Building Confidence in AI: Evaluation, Verification, and Assurance
Contents
Executive Summary
This panel discussion addresses the critical challenge of building a global ecosystem for AI assessment, governance, and risk management. Rather than relying solely on top-down regulation, panelists advocate for a collaborative, bottom-up approach combining industry self-regulation, government oversight, and third-party auditing to establish reliable assurance mechanisms that enable trustworthy AI deployment across diverse sectors and geographies.
Key Takeaways
-
Assessment reliability depends on clarity of purpose, methodology, and evaluator qualifications. Before scaling AI assurance, organizations must transparently report what was tested, how it was tested, and whether it passed or failed clear pre-established criteria.
-
Global assurance ecosystems require both common principles and local adaptation. Harmonize core audit principles (independence, transparency, feedback loops) while tailoring specific test cases, thresholds, and benchmarks to regional needs and use cases.
-
Real-world deployment teaches lessons lab testing cannot. Sandbox programs and ground-level experimentation reveal implementation gaps; empirical data from actual systems should feed policy development rather than precede it.
-
Ethics and human judgment cannot be automated away. Technical testing alone is insufficient; domain experts, affected communities, and ethical oversight must remain central to assurance processes, especially in high-stakes sectors.
-
Building trust at scale requires distributed capability. Centralized audit teams cannot assess AI across diverse global deployments; universities, civil society, domain experts, and internal practitioners must be equipped with common standards, open-source tools, and training to conduct localized assessments.
Key Topics Covered
- AI Assurance Ecosystem Development – Creating frameworks for reliable assessment of AI systems across different sectors and regions
- Regulation vs. Market-Driven Assurance – Complementary roles of legal frameworks and voluntary third-party assessments
- Types of AI Assessments – Governance, conformity, and performance assessments with distinct methodologies
- Sector-Specific Challenges – Domain expertise requirements (healthcare, financial services, public systems) in AI evaluation
- Global South Perspectives – Institutional capacity gaps, resource constraints, and localization needs
- Standardization & Professionalization – Common terminologies, qualifications, and best practices for AI auditors
- Implementation Reality – Practical barriers: shortage of trained evaluators, fragmented standards, unclear incentives
- Distributed Capability Building – Decentralizing assurance through universities, civil society, and domain experts
- Ethical Integration – Embedding ethics, transparency, and human-in-the-loop approaches in assessments
- Policy-Industry Dialogue – Ongoing collaboration between regulators, businesses, academics, and civil society
Key Points & Insights
-
Assessment Types Must Be Clearly Defined – Governance assessments evaluate organizational structures; conformity assessments check regulatory compliance; performance assessments measure quality metrics.
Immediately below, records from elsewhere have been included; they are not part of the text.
PR #10999, opened 2026-06-16
C# server emitter union failures

sophia-ramsey:
I have identified some issues with the C# server emitter that result in files for unions not being emitted. I found this issues when emitting from this spec: [ReasoningEffort in openai-openapi-pr](https://github.com/microsoft/openai-openapi-pr/blob/38fda90904da7cd6bdc5a5983de8ddb564233883/packages/openai-typespec/src/common/models.tsp#L236)

### Failing scenarios:
* null in any named union 
* unnamed string literals (ex: `"none", "minimal", "low",` instead of `none: "none", minimal: "minimal", low: "low"`) 
* inline unions with string literals (ex. "none" | "minimal" | "low") 

### Passing scenarios: 
* string base + named variants without null
* inline unions for properties


packages/http-server-csharp/src/components/enums/enums.test.tsx
```diff
@@ -97,3 +98,108 @@ describe("EnumDeclaration", () => {
     `);
   });
 });
+
+describe("isUnionEnum", () => {
```
timotheeguerin, line 129: can we also have test showing what some of those would render with the unnamed variants and null?
use expect().toRenderTo()

timotheeguerin (approved):

Issue #4933, opened 2024-10-31
GraphQL Emitter Design Doc


swatkatz:
## Motivation
From the TypeSpec docs:

> TypeSpec is a protocol agnostic language. It could be used with many different protocols independently or together

TypeSpec's standard library includes support for emitting OpenAPI 3.0, JSON Schema 2020-12 and Protobuf.

As GraphQL is a [widely used protocol](https://landscape.graphql.org/card-mode) for querying data by client applications, providing GraphQL support in the TypeSpec standard library can help bring all valuable [TypeSpec features](https://typespec.io/) to the GraphQL ecosystem.
This proposal describes the design for a GraphQL emitter that can be added to TypeSpec's standard library and can be used to emit a valid GraphQL schema from a valid TypeSpec definition.

## General Emitter Design Guidelines
Refer to [4604](https://github.com/microsoft/typespec/discussions/4604)

## GraphQL spec and validation rules

| GraphQL Validation Rule | Emitter Compliance Guidelines |
| ----- | ----- |
| All types within a GraphQL schema must have unique names. No two provided types may have the same name. No provided type may have a name which conflicts with any built in types (including Scalar and Introspection types). | All anonymous types in TSP will need a default name (something like namespace \+ parent\_type \+ field\_name). If a type in TSP results in multiple types in the output, each output type should be unique by having a prefix or suffix (something like type \+ “Interface”) |
| All types and directives defined within a schema must not have a name which begins with “\_\_” (two underscores), as this is used exclusively by GraphQL’s introspection system. GraphQL Identifiers have [this validation](https://spec.graphql.org/October2021/#sec-Names) (names can only start with an `_` or `letter`) | TSP has a [wider set of valid names](https://typespec.io/docs/language-basics/identifiers/) so we’ll throw an emitter validation error for invalid GraphQL names. The developer can use the [upcoming `invisibility` decorator](https://github.com/microsoft/typespec/pull/4825/files) to define another field with a GraphQL valid name |
| The **query** root operation type must be provided and must be an Object type. | If the resulting GraphQL schema has no query type, create a dummy query type with no fields |
| Custom scalars should provide a `@specifiedBy` directive or the `specifiedByURL` introspection field that must link to a human readable specification of data format, serialization, and coercion rules for the scalar | Use existing open source specification for custom scalars that already provide these details and use the `@specifiedBy` directive in the schema to point to them |
| Object Types and Input Types are two completely different types in GraphQL | See object type and input types for more details |
[...]

PR #11000, opened 2026-06-16
[graphql] Add @typespec/graphql emitter

FionaBronwen:
## Summary

  This PR introduces `@typespec/graphql`, a new emitter that generates GraphQL SDL (Schema Definition Language) from TypeSpec definitions.

  ### Features

  - **Schema generation**: Emit complete GraphQL schemas from TypeSpec models and operations
  - **Operation types**: Support for `@query`, `@mutation`, and `@subscription` decorators
  - **Interface composition**: Use `@graphqlInterface` and `@compose` for GraphQL interface inheritance
  patterns
  - **Visibility filtering**: Automatic input/output type generation based on `@visibility` decorators
  - **Custom scalars**: `@specifiedBy` decorator for custom scalar URL specifications
  - **Schema customization**: `@schema` decorator for multi-schema scenarios

  ### Architecture

  The emitter uses a two-phase approach:
  1. **Mutation phase**: Transforms TypeSpec types into GraphQL-compatible structures using the mutator framework, handling visibility filtering, naming conventions, and type deduplication
  2. **Render phase**: Uses `@pinterest/alloy-graphql` components to emit the final SDL output

  ### Example

  ```typespec
  import "@typespec/graphql";

  using TypeSpec.GraphQL;

  @query
  op getUser(id: string): User;

  @mutation
  op createUser(user: User): User;

  model User {
    name: string;
    email: string;
  }
```

  Generates:

```graphql
  type Query {
    getUser(id: String!): User!
  }

  type Mutation {
    createUser(user: UserInput!): User!
  }

  type User {
    name: String!
    email: String!
  }

  input UserInput {
    name: String!
    email: String!
  }
```

  ### Test plan

  - Unit tests for all decorators and components 
  - E2E tests covering schema generation scenarios
  - Mutation engine tests for type transformation logic

  ### Notes

  - This emitter depends on [@pinterest/alloy-graphql](https://github.com/pinterest/alloy-graphql)
  - Tracked in GitHub issue #4933


packages/emitter-framework/tsconfig.json
```diff
@@ -7,6 +7,7 @@
     "strict": true,
     "skipLibCheck": true,
     "isolatedModules": true,
+    "composite": true,
```
timotheeguerin: I think because this needs alloy to build it can't really be composite right?

eng/common/pipelines/ci.yml
```diff
@@ -8,6 +8,7 @@ pr:
     include:
       - main
       - release/*
+      - feature/*
```
timotheeguerin: I think can revert that now

.github/CODEOWNERS
```diff
@@ -43,3 +43,8 @@ cspell.yaml
 /packages/typespec-vs/                       @RodgeFu @lirenhe @bterlson @markcowl @witemple-msft @timotheeguerin @iscai-msft @catalinaperalta
 /packages/typespec-vscode/                   @RodgeFu @lirenhe @bterlson @markcowl @witemple-msft @timotheeguerin @iscai-msft @catalinaperalta
 /packages/compiler/src/server/               @RodgeFu @bterlson @markcowl @witemple-msft @timotheeguerin @iscai-msft @catalinaperalta
+
+######################
+# GraphQL
+######################
+/packages/graphql/                           @steverice @swatkatz @fionabronwen @bterlson @markcowl @allenjzhang @timotheeguerin
```
timotheeguerin: Last time we talked I think codeowners couldn't be from outside the organization so we'll have to figure out what we want to do here.

packages/graphql/lib/interface.tsp
```diff
@@ -0,0 +1,44 @@
...
+ *   id: string;
+ * }
+ *
+ * @Interface
+ * model Person {
+ *   name: string;
+ * }
+ * ```
+ */
+extern dec Interface(target: Model, options?: valueof {interfaceOnly?: boolean});
```
timotheeguerin: was this meant to be captialized?

packages/graphql/lib/schema.tsp
```diff
@@ -0,0 +1,23 @@
+import "../dist/src/lib/schema.js";
+
+using TypeSpec.Reflection;
+
+namespace TypeSpec.GraphQL;
+
+namespace Schema {
+  model SchemaOptions {
+    name?: string;
```
timotheeguerin, line 12: nit: doc?

packages/mcp-server-typespec-docs/src/indexer.ts
timotheeguerin, line 1: was this package meant to be included?

.mcp.json
timotheeguerin, line 1: is this needed?

packages/playground-website/tsconfig.json
timotheeguerin, line 1: would be nice to include a sample for the playground as well.

packages/graphql/lib/nullable.tsp
```diff
@@ -0,0 +1,22 @@
...
+namespace TypeSpec.GraphQL;
+
+/**
+ * Mark a field, operation, or type as nullable in the emitted GraphQL schema.
+ *
+ * Applied automatically by the mutation engine when it strips `| null` from
+ * union types. The decorator's presence on the type's `decorators` array is
+ * the signal — the implementation is a no-op.
+ */
+extern dec nullable(target: ModelProperty | Operation | Union | Model);
```
timotheeguerin: we have the concept of auto decorators comming soon, is that something that would help simplify the implementation of some of your decorators? https://github.com/microsoft/typespec/pull/10197

packages/graphql/src/lib/nullable.ts
```diff
@@ -0,0 +1,80 @@
...
+
+/**
+ * Check whether a type was marked nullable after null-variant stripping.
+ *
+ * Marked on different targets depending on context:
+ * - **ModelProperty**: inline `T | null` (can't mark the shared scalar singleton)
+ * - **Operation**: return type `T | null`
+ * - **Union**: named unions like `Cat | Dog | null` (safe — new unique object)
+ */
+export function isNullable(type: Type): boolean {
```
timotheeguerin: The way those decorators are implemented kinda goes against the philosphy of those decorators(shouldn't really have to check the .decorators list unless there is a feature gap in the compiler)

Any reason to do that over using the stateMap/stateSet(and potentially as mentioned in another comment the upcomming auto decorators?)

packages/graphql/src/lib.ts
```diff
@@ -0,0 +1,188 @@
+import { createTypeSpecLibrary, paramMessage, type JSONSchemaType } from "@typespec/compiler";
+
+export const NAMESPACE = "TypeSpec.GraphQL";
```
timotheeguerin: you don't need to export(and I would recommend against now) the namespace, the $decorators just takes care of it.

packages/graphql/src/index.ts
```diff
@@ -0,0 +1,5 @@
+export { $onEmit } from "./emitter.js";
+export { $lib } from "./lib.js";
```
timotheeguerin, line 2: I see the $lib contains a few error diagnostics but you don't have any onValidate. Ideally we'd like to have emitters try to not emit erors. In your care this is of course both a library providing protocol bindings and an emitter but it would be ideal if the protocol validation was able to be done in the `$onValidate`. This would ensure that the spec is checked regardless of if the emitter is run

packages/graphql/src/lib.ts
```diff
@@ -0,0 +1,188 @@
...
+        "State for the graphql operation kind decorators (@query, @mutation, @subscription)",
+    },
+    operationFields: { description: "State for the @operationFields decorator." },
+    compose: { description: "State for the @compose decorator." },
+    interface: { description: "State for the @Interface decorator." },
+    interfaceOnly: { description: "State for @Interface(#{interfaceOnly: true})." },
+    schema: { description: "State for the @schema decorator." },
+    specifiedBy: { description: "State for the @specifiedBy decorator." },
+  },
+} as const;
```
timotheeguerin, line 202: we also have the concept of a dry-run compatible emitter, this is a flag you can set in the config to say that if `--dry-run` is passed your emitter can be run and it will respect this flag(not write anything but still report the diagnostics)
If that is possible with the architecture of the emitter we should do that. (Doesn't also need to be done right now)

.gitignore
timotheeguerin, line 1: we should also add the emitter to the website

packages/mcp-server-typespec-docs/src/indexer.ts
FionaBronwen: oops! thanks!

packages/graphql/lib/interface.tsp
FionaBronwen: Updated to use backticks to avoid conflict with TypeSpec reserved word 👍🏻

packages/graphql/src/index.ts
FionaBronwen: Added `$onValidate` with the validations that can run before the mutation engine:
- `empty-schema` - no `@query`/`@mutation`/`@subscription` operations
- `empty-enum` - enum with no values
- `empty-union` - union with no non-null variants
- `reserved-name` - names starting with `__`

The remaining diagnostics (`type-name-collision`, ,
`duplicate-union-variant`, `unrecognized-union`) have to stay in `$onEmit` because they depend on transformations the mutation engine performs (name resolution, union flattening, etc.) which I think would be too heavyweight to run `$onValidate`.

packages/graphql/src/lib/nullable.ts
FionaBronwen: The `@nullable` decorator is applied programmatically by the mutation engine after stripping `| null` variants from unions. (In GraphQL, unions don't have null variants, they just become null themselves.) We check `.decorators` rather than `stateMap` because we need the state to travel with cloned types. `stateMap` entries point to the original type objects and would be lost after cloning during mutation. Keeping this information alongside the cloned type via a decorator, enables mutation engine chaining where each mutation phase can work on the transformed output of the previous one and still contain the nullability context.

Since auto decorators #10197 use `stateMap` I think we'd run into the same issue. Happy to discuss if there's a better pattern that still allows us to chain together mutation stages without auxiliary data to pass around!

packages/graphql/lib/nullable.tsp
FionaBronwen: Responded in related comment below!

packages/graphql/src/lib/nullable.ts
timotheeguerin: hhm so I think this expose a different issue then, when you clone a type it should clone the decorators and run them and in turn updating the state map.

My guess here is that in the mutation you are not actually calling finishType on the type.(You need to do that to make sure the decorators run) It has been a common mistake when writing emitters

packages/graphql/package.json
```diff
@@ -0,0 +1,74 @@
...
+  "main": "dist/src/index.js",
+  "exports": {
+    ".": {
+      "typespec": "./lib/main.tsp",
+      "types": "./dist/src/index.d.ts",
+      "default": "./dist/src/index.js"
+    }
+  },
+  "engines": {
+    "node": ">=20.0.0"
```
timotheeguerin: we upgraded to `"node": ">=22.0.0"` for other packages

packages/graphql/test/lib/template-composition.test.ts
```diff
@@ -0,0 +1,113 @@
...
+import { createTester, t } from "@typespec/compiler/testing";
+import { beforeEach, describe, expect, it } from "vitest";
+import { composeTemplateName } from "../../src/lib/template-composition.js";
+
+const Tester = createTester(resolvePath(import.meta.dirname, "../.."), {
+  libraries: [],
+});
+
+describe("composeTemplateName", () => {
+  let tester: Awaited<ReturnType<typeof Tester.createInstance>>;
```
timotheeguerin: I believe there is a type you can use directly here `TesterInstance` seems like can be applied to quite a few other tests.

Also from looking at least at this test 2 things
1. Ideally the `Tester` is defined once in a `test/tester.ts`
2. You can just call directly `Tester.compiler` you don't need to create instance unless you get into some more complex setup which doesn't seem to be the case

packages/graphql/lib/interface.tsp
```diff
@@ -0,0 +1,42 @@
...
+ *   id: string;
+ * }
+ *
+ * @`interface`
+ * model Person {
+ *   name: string;
+ * }
+ * ```
+ */
+extern dec `interface`(target: Model, options?: valueof {interfaceOnly?: boolean});
```
timotheeguerin: how common is this decorator going to be used? It is a bit unfortunate that we'll have to escape all usages, i see why it was called `Interface`, other options maybe
```tsp
@iface
```

packages/graphql/test/emitter.test.ts
```diff
@@ -0,0 +1,74 @@
...
+      namespace TestNamespace {
+        model Book {
+          title: string;
+          pageCount: int32;
+        }
+        @query op getBooks(): Book[];
+      }
+    `;
+    const result = await emitSingleSchemaWithDiagnostics(code, {});
+    const errors = result.diagnostics.filter((d) => d.severity === "error");
```
timotheeguerin: prefer using `expectDiagnmosticEmpty` here so if one shows up the error is clear

packages/graphql/test/mutation-engine/schema-mutator.test.ts
```diff
@@ -0,0 +1,322 @@
...
+        @\`interface\` model ${t.model("Animal")} { name: string; }
+        @compose(Animal)
+        model ${t.model("Cat")} { name: string; breed: string; }
+        op ${t.op("getCat")}(): Cat;
+        op ${t.op("createCat")}(input: Cat): Cat;
+      `,
+    );
+
+    const ns = tester.program.getGlobalNamespaceType();
+    const sourceCat = ns.models.get("Cat")!;
```
timotheeguerin: for those test you can just get the type from the tester compiler result

```ts
const {Cat} = await tester.compile(
      t.code`
        @\`interface\` model ${t.model("Animal")} { name: string; }
        @compose(Animal)
        model ${t.model("Cat")} { name: string; breed: string; }
        op ${t.op("getCat")}(): Cat;
        op ${t.op("createCat")}(input: Cat): Cat;
      `,
    );
```

and related if you don't need to extract the types you don't need to wrap al lthe names with `t.op`, `t.model`, etc.

packages/graphql/lib/interface.tsp
FionaBronwen: Interfaces are a core feature that I would expect to come up a fair amount. So yeah, totally agree about the escaping. Maybe `@graphqlInterface` is better? Updated to try that out.

packages/graphql/src/lib/nullable.ts
FionaBronwen: I took a closer look at `finishType`, and I want to clarify our use case since it's a bit different from the scenario you're describing.

The mutator-framework does call `finishType` on cloned types, so I don't think that's the issue.

The key difference is that we're not trying to preserve `stateMap` entries from the original type. We're programmatically injecting metadata during mutation. The flow is like this:

1. User writes a union `T | null` in TSP (no `@nullable` decorator in source TSP)
2. Mutation engine unwraps the union to `T` and calls `setNullable(type)` to mark it
3. Downstream mutation engines/emitters check `isNullable(type)` to emit the correct nullability

Since the decorator wasn't in the original source, there's nothing for `finishType` to re-run. We're using the decorators array as a portable metadata container — the decorator function reference (`$nullable`) is just a unique identifier, and the function itself is intentionally a no-op.

This pattern gives us a simple contract for multi-stage mutation pipelines: metadata travels with the type object itself, no shared `stateMap` infrastructure needed between stages.

I know this isn't perhaps the intended decorator usage, but it seemed like the cleanest way to transport information between mutation engines without auxiliary data structures. If there is a different mechanism for this, please let me know!

timotheeguerin:
test @typespec-graphql-reviewers

packages/graphql/package.json
timotheeguerin, line 1: noticing a few crash with some unknown types
```tsp
model Test {
  a: int64;
}
```
same for all uint, numeric literals and probably more
```
Error: Unknown GraphQL type "Long".
```
Ideally here we want to emit a warning diagnostic and keep the closest type if there is no equiavalent or not intresting in supporting for now

FionaBronwen: Great catch! Updated to support more TSP scalar mappings to GraphQL and emit a warning diagnostic for the unmappable types. Thanks!

timotheeguerin:
test1 @typespec-graphql-reviewers/core
test @typespec-graphql-reviewers

.chronus/changes/feature-graphql-2026-6-9-12-47-10.md
```diff
@@ -0,0 +1,7 @@
+---
+changeKind: feature
```
timotheeguerin:
```suggestion
changeKind: internal
```
or it will be published then it will show up in the next release as a changelog entry

.github/CODEOWNERS
```diff
@@ -43,3 +43,8 @@ cspell.yaml
 /packages/typespec-vs/                       @RodgeFu @lirenhe @bterlson @markcowl @witemple-msft @timotheeguerin @iscai-msft @catalinaperalta
 /packages/typespec-vscode/                   @RodgeFu @lirenhe @bterlson @markcowl @witemple-msft @timotheeguerin @iscai-msft @catalinaperalta
 /packages/compiler/src/server/               @RodgeFu @bterlson @markcowl @witemple-msft @timotheeguerin @iscai-msft @catalinaperalta
+
+######################
+# GraphQL
+######################
+/packages/graphql/                           @bterlson @markcowl @allenjzhang @timotheeguerin
```
timotheeguerin: As we can' add you lets just remove this and keep the default

timotheeguerin (approved):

Each has distinct purposes and methodologies that must be transparent to users.
-
Aviation Analogy Breaks Down for AI – Unlike aviation with one clear safety standard, AI spans healthcare, finance, employment, and other sectors with vastly different risk profiles and regulatory landscapes. Context-specific testing is essential rather than one-size-fits-all standards.
-
Methodology Matters More Than Standards Exist – The global south lacks foundational resources (e.g., dictionaries of offensive words in minority languages) to even define benchmarks for testing. Building baseline tools and lexicons is prerequisite to assessment.
-
User/Domain Expert Involvement Is Non-Negotiable – The fetal ultrasound model example illustrated how lab-validated systems fail in real-world deployment when domain experts aren't involved in evaluation. Assurance that ignores end-user context is theoretically sound but practically useless.
-
Bottom-Up Learning Must Inform Top-Down Standards – The global assurance sandbox approach (20+ active use cases) generates empirical data from real deployments, allowing regulators to understand achievable thresholds rather than imposing arbitrary pass/fail criteria.
-
Assurance Is Becoming a Competitive Differentiator – Beyond compliance, forward-thinking businesses use third-party assessments to build customer trust, investor confidence, and brand distinction—treating AI governance as strategic advantage rather than regulatory burden.
-
Multiple Stakeholder Groups Must Converge – Audits require industry, government regulators, civil society, academics, and affected communities all agreeing on terms and conducting oversight. Industry self-regulation alone fails; so does unilateral government mandate.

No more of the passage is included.